Mr. Ze'ev Wurman worked over 30 years in the high tech industry, most recently as the Chief Software Architect with Monolithic 3D, a semiconductor start-up in the Silicon Valley. He has a long involvement with mathematics standards and assessment in California and served on the 1997 Mathematics Framework Committee and on the STAR Mathematics Assessment Review Panel since its inception in 1998. He was a member of the 2010 California Academic Content Standards Commission that evaluated the suitability of Common Core’s standards for California. He was a member of the Teaching Mathematics Advisory Panel to the California Commission on Teacher Credentialing. Between 2007 and 2009 Wurman served as a Senior Policy Adviser to the Assistant Secretary for Planning, Evaluation, and Policy Development in the U.S. Department of Education. Wurman has B.Sc. and M.Sc. degrees in Electrical Engineering from the Technion, Israel Institute of Technology.


  1. Excellent article. Mr. Wurman makes my point exactly! Note that this does not refer to constructivism - but rather the misguided philosophy of EDM (and Saxon Math, for that matter).
    The National Math Panel Report actually supports the theory of constructivism - applied appropriately.

  2. Sally,

    Here, you say you agree with the post and correctly state that the post does not refer to constructivism. But then you say the NMAP report endorses the theory of constructivism. What’s the point? You seem to be an ardent defender of “constructivism” and are obviously trying to distance it from various reform math programs. Would you mind revealing more about yourself?

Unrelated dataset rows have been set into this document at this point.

PR #6283, opened 2024-10-16
Extending summarization tool to pull requests also

aiday-mar:
Extending summarization tool to pull requests also

This is a PR which touches upon the Fetch tool as well as the summarization tool. It will be broken down into two separate PRs.

### DIFF
--- a/src/lm/tools/summarizeTool.ts
+++ b/src/lm/tools/summarizeTool.ts
@@ -1,0 +1,105 @@
+/*---------------------------------------------------------------------------------------------
+ *  Copyright (c) Microsoft Corporation. All rights reserved.
+ *  Licensed under the MIT License. See License.txt in the project root for license information.
+ *--------------------------------------------------------------------------------------------*/
+'use strict';
+
+import * as vscode from 'vscode';
+import { InMemFileChange } from '../../common/file';
+import { FolderRepositoryManager } from '../../github/folderRepositoryManager';
+import { IssueModel } from '../../github/issueModel';
+import { PullRequestModel } from '../../github/pullRequestModel';
+import { RepositoriesManager } from '../../github/repositoriesManager';
+import { concatAsyncIterable } from './toolsUtils';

    Saxon does not use spiraling. Saxon applies “distributed practice” and encourages mastery at instruction. EDM uses spiraling and discourages mastery at instruction.

    My reading of the NMAP report does not indicate that it supports the theory of constructivism per se. It found strong points in both methods and suggested both should be used. However, it does support “direct instruction” for “struggling learners” and rejects EDM-type of 'not-teaching-to-mastery' spiraling.

  3. I think Sally is wrong in claiming that Saxon math is misguided regarding distributed practice (if that is what she meant).

    In fact, a superb implementation of distributed practice is one of the hallmarks of Saxon math. Their practice sets are very carefully sequenced to take advantage of spaced reinforcement and in this regard is the best I have ever seen in *any* textbook series. The flip side of that is that with Saxon one cannot jump around the textbook at will, or this careful sequencing will be destroyed.